Published: September 19, 2002

By SUE WUETCHER
Reporter Editor

All was right in the world of Richard Gallagher. Until 8:45 a.m. that day 10 years ago last May, when his youngest son, Ricky, phoned him at work to tell him that his daughter, Christine, had killed herself in the family's garage.

"Just think if all of a sudden you received a call like that," Gallagher, executive director of Alcohol and Drug Dependency Services, asked those attending the annual campaign kickoff of the State Employees Federated Appeal (SEFA) held yesterday. "It's a tremendous, tremendous trauma you go through."

He said that following the death of his daughter, who had suffered from alcoholism and had tried suicide twice before but appeared to be doing well six years later, his wife and their two sons were "physically walking and talking, but mentally we needed some help."

The Gallaghers turned to the United Way, which sent them to Life Transitions, a member agency. Life Transitions "helped us get through the trauma and get in the direction we wanted to go," said Gallagher, who tells his family's heart-rendering story on the United Way's campaign videotape.

Gallagher was one of several speakers who addressed unit liaisons assembled yesterday in the Center for the Arts Atrium. The liaisons—faculty and staff members who volunteer to lead campaign efforts in their individual units—gathered to pick up campaign materials and learn more about how money raised during the campaign makes a difference to local agencies and organizations supported by SEFA and the United Way.

UB's goal for this year's SEFA campaign, which is being chaired by Mecca Cranley, dean of the School of Nursing, is $750,000. The campaign raised $795,196 last year, more than $70,000 above the goal of $725,000.

The official theme of this year's campaign is "Giving Where We're Living," a theme taken up by Erie County Sheriff Patrick Gallivan, who is chairing the United Way campaign in Erie County with his wife, Mary Pat. Gallivan stressed the importance of community to the campaign.

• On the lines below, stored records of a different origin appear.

PR #2903, opened 2025-12-12
Fix attention for large sizes

### LINKED ISSUE #2894: mx.fast.scaled_dot_product_attention produces incorrect results with boolean masks > 2^31 elements
## Bug Description

`mx.fast.scaled_dot_product_attention` produces incorrect results when using a boolean mask with more than 2^31 elements (i.e., when `seq_len > 46,341`).

This appears to be a 32-bit integer overflow in the mask indexing logic.

## Minimal Reproducer

```python
# /// script
# dependencies = ["mlx"]
# ///
"""
Minimal reproducer for SDPA boolean mask overflow bug in MLX.

To run: uv run sdpa_mask_overflow_bug.py
"""

import mlx.core as mx


def attention_sdpa(q, k, v, mask):
    """Attention using mx.fast.scaled_dot_product_attention with boolean mask."""
    return mx.fast.scaled_dot_product_attention(
        q[:, None], k[:, None], v[:, None], scale=1.0, mask=mask
    ).squeeze(1)


def attention_naive(q, k, v, mask):
    """Naive attention implementation for reference."""
    scores = q @ k.swapaxes(-1, -2)
    scores = mx.where(mask, scores, mx.array(float("-inf")))
    attn = mx.softmax(scores, axis=-1)
    return attn @ v


def test_sdpa_mask(seq_len, sparsity=0.125):
    """Test SDPA with a sparse boolean mask of given sequence length."""
    batch, d_model = 1, 64

    mx.random.seed(42)
    q = mx.random.normal(shape=(batch, seq_len, d_model))
    k = mx.random.normal(shape=(batch, seq_len, d_model))
    v = mx.random.normal(shape=(batch, seq_len, d_model))
    mask_prob = mx.random.uniform(shape=(batch, seq_len, seq_len))
    mask = mask_prob < sparsity
    mx.eval(q, k, v, mask)

    out_sdpa = attention_sdpa(q, k, v, mask)
    out_naive = attention_naive(q, k, v, mask)
    mx.eval(out_sdpa, out_naive)

    return (out_sdpa - out_naive).abs().max().item()


# Test around the 2^31 boundary (sqrt(2^31) ≈ 46,341)
for seq_len in [32768, 46080, 47104, 49152, 65536]:
    diff = test_sdpa_mask(seq_len)
    mask_size = seq_len * seq_len
    status = "OK" if diff < 1e-4 else "BUG"
    print(f"seq_len={seq_len:>6}, mask_size={mask_size:>13,}, diff={diff:.2e}, {status}")
```

## Output

```
seq_len= 32768, mask_size=1,073,741,824, diff=2.97e-05, OK
seq_len= 46080, mask_size=2,123,366,400, diff=2.80e-05, OK
seq_len= 47104, mask_size=2,218,786,816, diff=4.98e+00, BUG
seq_len= 49152, mask_size=2,415,919,104, diff=5.59e+00, BUG
seq_len= 65536, mask_size=4,294,967,296, diff=5.51e+00, BUG
```

## Expected Behavior

SDPA should produce results matching the naive attention implementation for all mask sizes.

## Actual Behavior

When mask size exceeds 2^31 elements (~2.1 billion), SDPA output diverges significantly from the correct result (max diff > 1.0 instead of < 1e-4).

## Analysis

The threshold of 2^31 strongly suggests a 32-bit signed integer overflow somewhere in the mask indexing logic. The bug manifests when:
- `seq_len > 46,341` (since `46341^2 ≈ 2^31`)
- `mask_size > 2,147,483,648`

## Environment

- MLX version: latest (tested Dec 2024)
- Platform: macOS (Apple Silicon)

awni:
Close #2894

### DIFF
--- a/mlx/backend/metal/kernels/steel/attn/kernels/steel_attention.h
+++ b/mlx/backend/metal/kernels/steel/attn/kernels/steel_attention.h
@@ -347,7 +347,7 @@ template <
           MMAFrag_mask_t::load_safe(
               mfrag,
               mask,
-              int(mask_params->M_strides[2]),
+              int64_t(mask_params->M_strides[2]),
               Int<1>{},
               params->qL,
               params->kL,
--- a/mlx/backend/metal/kernels/steel/attn/kernels/steel_attention_nax.h
+++ b/mlx/backend/metal/kernels/steel/attn/kernels/steel_attention_nax.h
@@ -346,7 +346,7 @@ template <
           MSubTile mfrag;
           mfrag.load_safe(
               mask,
-              int(mask_params->M_strides[2]),
+              int64_t(mask_params->M_strides[2]),
               Int<1>{},
               params->qL,
               params->kL,
--- a/mlx/backend/metal/kernels/steel/attn/mma.h
+++ b/mlx/backend/metal/kernels/steel/attn/mma.h
@@ -105,17 +105,20 @@ struct BaseMMAFrag<T, 8, 8> {
       LimY lim_y,
       OffX off_x = Int<0>{},
       OffY off_y = Int<0>{}) {
+    src += off_x * str_x + off_y * str_y;
     STEEL_PRAGMA_UNROLL
     for (short i = 0; i < kElemRows; i++) {
       STEEL_PRAGMA_UNROLL
       for (short j = 0; j < kElemCols; j++) {
         if ((off_x + i) < lim_x && (off_y + j) < lim_y) {
-          dst[i * kElemCols + j] =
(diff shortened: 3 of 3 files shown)


awni:
The change in the mma loader is just to speed it up so we don't lose perf using int64 stride for the mask.

awni:
> I presume you ran some tests to check if there is any regression...

Yes I ran a benchmark for just SDPA and a model prefill benchmark and there is no change.

In fact just changing to int64 without changing the loader was a consistent 1-2% slowdown on M2 Ultra (so not that bad). Changing the loader brought it back.

PR #2904, opened 2025-12-12
Metal logging

CC-Yeh:
## Proposed changes

- Add `-fenable-metal-logging` and `setEnableLogging(true)`(for JIT) to enable `os_log` for debug build.
- Add two examples using `os_log`.

## Checklist

### DIFF
--- a/mlx/backend/metal/kernels/binary_ops.h
+++ b/mlx/backend/metal/kernels/binary_ops.h
@@ -5,8 +5,6 @@
 #include <metal_integer>
 #include <metal_math>
 
-#include "mlx/backend/metal/kernels/logging.h"
-
 constant mlx::os_log logger("mlx", "binary_ops");
 
 struct Add {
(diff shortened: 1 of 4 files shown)


awni (approved):
Very nice, thank you!

mlx/backend/metal/kernels/binary_ops.h
```diff
@@ -3,8 +3,11 @@
 #pragma once
 
 #include <metal_integer>
+#include <metal_logging>
 #include <metal_math>
 
+constant os_log logger("mlx", "binary_ops");
```
awni: The test failed building for macOS 14 cause this API is not available. It might make sense to make a stub for lower version so we don't have to use ifdef everywhere.

CC-Yeh: Thanks — I added a no-op os_log stub for older macOS/SDKs

Issue #2842, opened 2025-11-26
Search CUDA toolkit from python packages


zcbenz:
Currently mlx-cuda requires a system install of CUDA toolkit:

https://github.com/ml-explore/mlx/blob/704fd1ae284036908ede151062452a0f190e8221/mlx/backend/cuda/jit_module.cpp#L30-L51

It would be nice to be able to search from installed python packages as well so users can do:

```
uv run --with 'mlx[cuda]' --with 'cuda-toolkit[all]==12.9' python test_mlx.py
```

leofang:
Hello from CUDA Python! 👋  The `cuda-pathfinder` package was designed for precisely this use case, and it has been adopted by CuPy, PyTorch, and many other Python CUDA packages!
https://nvidia.github.io/cuda-python/cuda-pathfinder/latest/generated/cuda.pathfinder.load_nvidia_dynamic_lib.html
Any issues can be reported to https://github.com/NVIDIA/cuda-python 🙂 Let us know how we can help you.

zcbenz:
@leofang This is super helpful, thanks a lot!

PR #2906, opened 2025-12-13
Use CUDA runtime headers from local python package

zcbenz:
Close https://github.com/ml-explore/mlx/issues/2842.

Search `../../nvidia/cuda_runtime/include` for CUDA runtime headers, which is available when the `cuda-toolkit` python package is installed together with `mlx`. This follows the behavior of where CUDA libraries are searched:

https://github.com/ml-explore/mlx/blob/bedefed784115eb233a22c0e192b957de92b2a85/python/scripts/repair_cuda.sh#L20-L22

Also slightly reorganizes the cmake file — especially put the CCCL related configurations together.


awni (approved):
Very nice, thanks for fixing that!

PR #2910, opened 2025-12-13
DOC : Add compile state example

Satyam12singh:
## Proposed changes

This PR addresses an inconsistency in the "Pure Functions" subsection of the `mlx.compile` documentation.

The guide currently mentions two methods for capturing mutable external state, but only provides a code example for the second method.

**Problem:** The text states, "The first option is to simply pass `state` as input to the function," but this method was not demonstrated with code.

**Solution:** This change inserts the missing code block, which explicitly shows the technique of passing `state` as an argument. This provides a clear contrast between the two options and improves the overall clarity and completeness of the documentation section.

## Checklist

### DIFF
--- a/docs/src/usage/compile.rst
+++ b/docs/src/usage/compile.rst
@@ -258,18 +258,23 @@ constants. For example:
 In order to have the change of state reflected in the outputs of ``fun`` you
 again have two options. The first option is to simply pass ``state`` as input
 to the function.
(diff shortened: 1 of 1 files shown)


Satyam12singh:
Thanks for the approval, @awni ! Is there anything else you need from my side before this is ready to be merged?

PR #2917, opened 2025-12-16
Faster copy for col contig to row contig

awni:
Adds a specialized copy from col-contiguous to row-contiguous arrays.

Benchmark on an H100:

Pre: 818 GB/s
Post: 2191.62 GB/s

The benchmark is below:

```python
import time
import mlx.core as mx

t = mx.bfloat16
D = 4096
x = mx.random.normal(shape=(D, D)).astype(t)

def fun(x):
    for _ in range(20):
        x = mx.contiguous(x.T)
    mx.eval(x)

for _ in range(20):
    fun(x)

tic = time.time()
for _ in range(20):
    fun(x)
toc = time.time()

gb = 20 * 20 * x.nbytes * 2 / 1e9
s = toc - tic
gbps = gb / s
print(f"{gbps=:.3f}")
```

### DIFF
--- a/mlx/backend/cuda/copy/copy_general_input.cu
+++ b/mlx/backend/cuda/copy/copy_general_input.cu
@@ -77,7 +77,8 @@ __global__ void copy_g(
 template <typename In, typename Out, int N_READS>
 __global__ void
 copy_col_row(const In* in, Out* out, int64_t rows, int64_t cols) {
-  __shared__ Out tile[N_READS * TILE_SIZE][N_READS * TILE_SIZE + 1];
+  __shared__ Out
+      tile[N_READS * TILE_SIZE][N_READS * TILE_SIZE + 4 / sizeof(Out)];
 
   auto block = cg::this_thread_block();
   auto grid = cg::this_grid();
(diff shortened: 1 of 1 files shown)


mlx/backend/cuda/copy/copy_general_input.cu
```diff
@@ -73,6 +74,52 @@ __global__ void copy_g(
   store_vector(out + shape_x * index_rest, index_x, out_vec, shape_x);
 }
 
+template <typename In, typename Out, int N_READS>
+__global__ void
+copy_col_row(const In* in, Out* out, int64_t rows, int64_t cols) {
+  __shared__ Out tile[N_READS * TILE_SIZE][N_READS * TILE_SIZE + 1];
```
angeloskath: It already works great afaict but this should probably be 

```
__shared__ Out tile[N_READS * TILE_SIZE][N_READS * TILE_SIZE + 4/sizeof(Out)];
```

mlx/backend/cuda/copy/copy_general_input.cu
```diff
@@ -86,15 +133,37 @@ void copy_general_input(
...
     dispatch_all_types(out.dtype(), [&](auto out_type_tag) {
+      using InType = cuda_type_t<MLX_GET_TYPE(in_type_tag)>;
+      using OutType = cuda_type_t<MLX_GET_TYPE(out_type_tag)>;
+      const InType* in_ptr = gpu_ptr<InType>(in) + offset_in;
+      OutType* out_ptr = gpu_ptr<OutType>(out) + offset_out;
+      int ndim = shape.size();
+
+      // Column contiguous to row contiguous specialization
+      if (ndim == 2 && strides_in[0] == 1 && strides_in[1] > 1) {
+        constexpr int work_per_thread = 16 / sizeof(OutType);
```
angeloskath: I think you either have to limit it to sth like

```
constexpr int work_per_thread = sizeof(OutType) > 1 ? 16 / sizeof(OutType) : 8;
```

or request dynamic shared memory cause for uint8 it will go more than 48KB which will fail.

angeloskath: Which is also the test error now that I looked :-D

angeloskath (approved):
Looks great! Left a couple of comments.

PR #2920, opened 2025-12-17
View-only layout ops mover

CC-Yeh:
## Proposed changes

View-only layout ops (e.g. `expand_dims`, `squeeze`) can sit between elementwise ops and reduce compile’s fusion opportunities. 

This PR adds a small “layout mover” step in compile_simplify that (conservatively) rewrites view(op(x)) -> op(view(x)), and runs it to a bounded fixpoint so the view can move up multiple elementwise layers.

This is an early draft to get feedback on whether MLX wants this optimization before I refine/extend it (e.g. consider `reshape`, `flatten` ...).

Before:
fused_old

After:
fused_new

## Checklist

### DIFF
--- a/mlx/compile.cpp
+++ b/mlx/compile.cpp
@@ -60,6 +60,14 @@ bool is_ternary(const Primitive& p) {
   return typeid(p) == typeid(Select);
 }
 
+bool is_expand_dims(const Primitive& p) {
+  return typeid(p) == typeid(ExpandDims);
+}
+
+bool is_squeeze(const Primitive& p) {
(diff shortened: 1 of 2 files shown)


CC-Yeh:
@awni @angeloskath

What do you think about adding this to `compile`?
It's a bit similar to [XLA ReshapeMover](https://openxla.org/xla/hlo_passes#reshape_mover).

zcbenz:
Sorry for the very late response, I don't think we would be able to review it, reviewing PRs like this basically takes as much time as writing it ourselves and at the moment this feature is not on our roadmap.

PR #2931, opened 2025-12-18
QQ linear

nastya236:
`QQLinear` layer

### DIFF
--- a/python/mlx/nn/layers/quantized.py
+++ b/python/mlx/nn/layers/quantized.py
@@ -344,30 +344,37 @@ class QQLinear(Module):
             f"group_size={self.group_size}, bits={self.bits}, mode={self.mode}"
         )
 
-    def _update_mode(self):
+    def quantize(self):
+        if not self._quantized:
+            self.weight, self.scales = mx.quantize(
+                self.weight,
+                self.group_size,
+                self.bits,
+                mode=self.mode,
+            )
+            self._quantized = True
+
+    def dequantize(self):
+        if self._quantized:
+            self.weight = mx.dequantize(
+                self.weight,
+                scales=self.scales,
+                group_size=self.group_size,
+                bits=self.bits,
+                mode=self.mode,
+            )
+            self.__delattr__("scales")
+            self._quantized = False
+
+    def _set_training_mode(self, mode: bool):
+        super()._set_training_mode(mode)
+
         if self._training:
-            if self._quantized:
-                self.weight = mx.dequantize(
-                    self.weight,
-                    scales=self.scales,
-                    group_size=self.group_size,
-                    bits=self.bits,
-                    mode=self.mode,
-                )
-                self.__delattr__("scales")
-                self._quantized = False
+            self.dequantize()
         else:
-            if not self._quantized:
-                self.weight, self.scales = mx.quantize(
-                    self.weight,
-                    self.group_size,
-                    self.bits,
-                    mode=self.mode,
-                )
-                self._quantized = True
+            self.quantize()
 
     def __call__(self, x):
-        self._update_mode()
         x = mx.qqmm(
             x,
             self["weight"],
@@ -392,6 +399,6 @@ class QQLinear(Module):
             raise NotImplementedError("QQLinear does not support bias yet.")
         ql = cls(input_dims, output_dims, group_size, bits, mode=mode)
         ql.weight = linear_layer.weight
-        ql._training = linear_layer._training
+        ql.train(linear_layer.training)
 
         return ql
--- a/python/mlx/nn/layers/base.py
+++ b/python/mlx/nn/layers/base.py
@@ -559,6 +559,9 @@ class Module(dict):
             _unfreeze_impl("", self)
         return self
 
+    def _set_training_mode(self, mode: bool) -> None:
+        self._training = mode
+
     def train(self, mode: bool = True) -> Module:
         """Set the model in or out of training mode.
 
@@ -573,10 +576,8 @@ class Module(dict):
             The module instance after updating the training mode.
         """
 
-        def _set_train(_, m):
-            m._training = mode
+        self.apply_to_modules(lambda _, m: m._set_training_mode(mode))
 
-        self.apply_to_modules(_set_train)
         return self
 
     def eval(self) -> Module:


python/mlx/nn/layers/quantized.py
```diff
@@ -268,3 +268,93 @@ def from_linear(
...
+
+    Note: This layer does not support a bias term yet.
+
+    Args:
+        input_dims (int): The dimensionality of the input features.
+        output_dims (int): The dimensionality of the output features.
+        group_size (int, optional): The group size to use for the quantized weight.
+            See :func:`~mlx.core.quantize`. Default: ``16``.
+        bits (int, optional): The bit width to use for the quantized weight.
+            See :func:`~mlx.core.quantize`. Default: ``4``.
```
awni: I think it makes sense to default these to `None` so that the right default for the given `mode` is chosen.

python/mlx/nn/layers/quantized.py
```diff
@@ -268,3 +268,93 @@ def from_linear(
             ql.bias = linear_layer.bias
 
         return ql
+
+
+class QQLinear(Module):
```
awni, line 282: Does it make sense to hijack `Module::train()` and `Module::eval()` to update the weights between quantize and not-quantize?

I think at the very least it would be nice to have a method which turns it into the inference version since I expect it would be a common use case.

CC @angeloskath might have some ideas.

python/mlx/nn/layers/quantized.py
awni: (I realize that it's like this for the other Quantize modules and I think I just forgot to change those when I changed the op defaults, but we should change them as well)

python/mlx/nn/layers/quantized.py
```diff
@@ -268,3 +268,93 @@ def from_linear(
...
+            mode=self.mode,
+        )
+        return x
+
+    @classmethod
+    def from_linear(
+        cls,
+        linear_layer: Module,
+        group_size: int = 16,
+        bits: int = 4,
```
awni: Same comment regarding defaults.

python/mlx/nn/layers/quantized.py
awni: Btw I changed the defaults for the other layers in #2946 .. I think you can follow the same pattern for this layer as well

python/mlx/nn/layers/quantized.py
nastya236: I added `QQLinear.train()` and `QQLinear.eval()`. Let me know if you had something different in mind.
For inference, I think we should support two cases: (1) weights are loaded already quantized (with loading handled in mlx-lm, or a similar for cuda), or (2) weights are bf16/fp32, in which case we call .eval() to quantize them.

python/mlx/nn/layers/quantized.py
```diff
@@ -277,3 +277,120 @@ def from_linear(
...
+    Args:
+        input_dims (int): The dimensionality of the input features.
+        output_dims (int): The dimensionality of the output features.
+        group_size (Optional[int]): The group size to use for the quantized weight.
+            See :func:`~mlx.core.quantize`. Default: ``None``.
+        bits (Optional[int]): The bit width to use for the quantized weight.
+            See :func:`~mlx.core.quantize`. Default: ``None``.
+        mode (Optional[str]): The quantization method to use (see
+            :func:`mlx.core.quantize`). Currently, only ``"nvfp4"`` and ``"mxfp8"``
+            are supported. Default: ``nvfp4``.
```
awni:
```suggestion
            are supported. Default: ``"nvfp4"``.
```

python/mlx/nn/layers/quantized.py
```diff
@@ -277,3 +277,120 @@ def from_linear(
...
+    def from_linear(
+        cls,
+        linear_layer: Module,
+        group_size: int = None,
+        bits: int = None,
+        mode: str = "nvfp4",
+        train: bool = True,
+    ):
+        """Create a :obj:`QQLinear` layer from a :obj:`Linear` layer."""
+        output_dims, input_dims = linear_layer.weight.shape  # (N,K)
```
awni, line 397: Probably worth checking the linear layer does not have a bias here.

python/mlx/nn/layers/quantized.py
```diff
@@ -277,3 +277,120 @@ def from_linear(
...
+        return x
+
+    @classmethod
+    def from_linear(
+        cls,
+        linear_layer: Module,
+        group_size: int = None,
+        bits: int = None,
+        mode: str = "nvfp4",
+        train: bool = True,
```
awni: Maybe that should be inherited from the `linear_layer` rather than an argument? Keeps the API a bit more consistent with the other quantize layers.

python/mlx/nn/layers/quantized.py
```diff
@@ -277,3 +277,120 @@ def from_linear(
...
+    def eval(self):
+        if self.weight.dtype != mx.uint32:
+            self.weight, self.scales = mx.quantize(
+                self.weight,
+                self.group_size,
+                self.bits,
+                mode=self.mode,
+            )
+
+    def train(self):
```
awni: Can you make that API consistent with [`Module::train`](https://github.com/ml-explore/mlx/blob/main/python/mlx/nn/layers/base.py#L562)?

awni: I think if you do that we can get rid of the `eval` override above and just use the base class eval.

python/mlx/nn/layers/quantized.py
```diff
@@ -277,3 +277,120 @@ def from_linear(
...
+        weights are stored in higher precision and are quantized on
+        the fly during computation.
+
+    Compared to the :class:`mlx.nn.QuantizedLinear` layer, this layer
+    quantizes the input as well and includes weights in gradient computations.
+
+    :obj:`QQLinear` also provides:
+     -  the class method :meth:`from_linear` to convert :class:`mlx.nn.Linear`
+     layers to :obj:`QQLinear` layers. If the layer is created in evaluation mode,
+     the weights will be quantized.
```
awni: I think that indentation needs to be fixed or it will look a bit funny / give an error.

python/mlx/nn/layers/quantized.py
```diff
@@ -277,3 +277,120 @@ def from_linear(
...
         return ql
+
+
+class QQLinear(Module):
+    """Quantizes the input and applies an affine transformation using quantized weights.
+
+    Two use cases are supported:
+
+    1) **Inference / frozen weights**: weights are stored in quantized form together with
+       their scales (``self.weight`` is quantized and ``self.scales`` is provided).
```
awni:
```suggestion
    1) **Eval**:  The weights are frozen and stored in quantized form together with
       their scales (``self.weight`` is quantized and ``self.scales`` is provided).
```

python/mlx/nn/layers/quantized.py
```diff
@@ -277,3 +277,120 @@ def from_linear(
...
+
+    2) **Training / weights are included in gradient computation**:
+        weights are stored in higher precision and are quantized on
+        the fly during computation.
```
awni:
```suggestion
    2) **Train**: The weights are stored in higher precision and are quantized on
         the fly during computation so that gradients with respect to the weights
         can be computed.
```

python/mlx/nn/layers/quantized.py
```diff
@@ -277,3 +277,120 @@ def from_linear(
...
+
```
awni, line 294: Maybe a line about how to toggle between the two use cases:

```
To switch between the two cases, use ``layer.eval()`` and ``layer.train()`` respectively.
```

python/mlx/nn/layers/quantized.py
nastya236: Of course, this is a very good point. Now the weights will be quantized on the first `qq_linear.__call__()` after calling `Module::eval()`, and likewise dequantized on the first `qq_linear.__call__()`after calling `Module::train()`. This seems to be the only way to keep it consistent with the current API without changing `Module::train()`..

awni: I see why you had to do it this way but I'm not crazy about how it works... I'm wondering if there is a better way to do it.

Basically the behavior that would be good to have is if we do:

```
qq_module.eval()
qq_module.parameters() # should give me the quantized params
qq_module.load_weights(quantized_weights) # should be able to load the quantized params
```

I think that should work and right now it won't.

I think we have some other options:
1. Break away from the `train`/`eval` API and have something like `QQLinear.quantize`/`QQLinear.dequantize` which either quantizes/dequantize the module in-place (or maybe returns a copy that is quantized/dequantized)
2. Change the base class `Module` to make it easier to override `train` (e..g call the submodules `train` as well as setting the local module's `_training`.

Wdyt?

nastya236: Fully agree with the desired behavior you described. Between the options, I prefer (2). I would expect `model.train()` / `model.eval()` to recursively propagate mode changes through the tree and adding a separate quantize() / dequantize() API would create a parallel mode system that would likely need to be aligned with `train` / `eval` as well..

awni (approved):
Awesome, thanks!!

The campaign, he said, "is not about money; it's about people, helping people like Dick Gallagher, like his family."

Although some may feel it's the role of government to assist people in times of trouble, "the reality is that government money is shrinking, and will continue to do so," he said.

"What's left?" he asked. "What's left is us, all of us; we're all part of a community."

Gallivan took the community theme a step farther, noting that the recent arrests of suspected terrorists in Lackawanna were due, in large part, to members of the Muslim community who alerted authorities a year ago "that something was not right."

"They cared about their community," Gallivan noted. "We're all part of the larger Erie County and Western New York communities; we're all in this together. It's our civic responsibility to pay attention to what's happening in our neighborhoods," he said, whether it's the domestic violence going on next door or drug dealing happening on the street corner, or giving to the SEFA or United Way campaigns.

Arlene Kaukas, president of the United Way of Buffalo and Erie County, praised the UB community for its past generosity in SEFA campaigns, noting that the average gift in last year's campaign was $250. "When you gave, you may not have had in mind whose life you impacted in making the gift—that's the real power of giving and generosity," she said. "You're making a huge difference every day in Western New York."

President William R. Greiner echoed Kaukas' sentiments, pointing out that UB has "an extraordinary record of great success" in SEFA campaigns.

UB, he said, is the leading institutional giver to the United Way campaign in Erie County and is one of the leading institutional givers to United Way campaigns nationwide.

"This is where we live and this is a place where we should give," he said.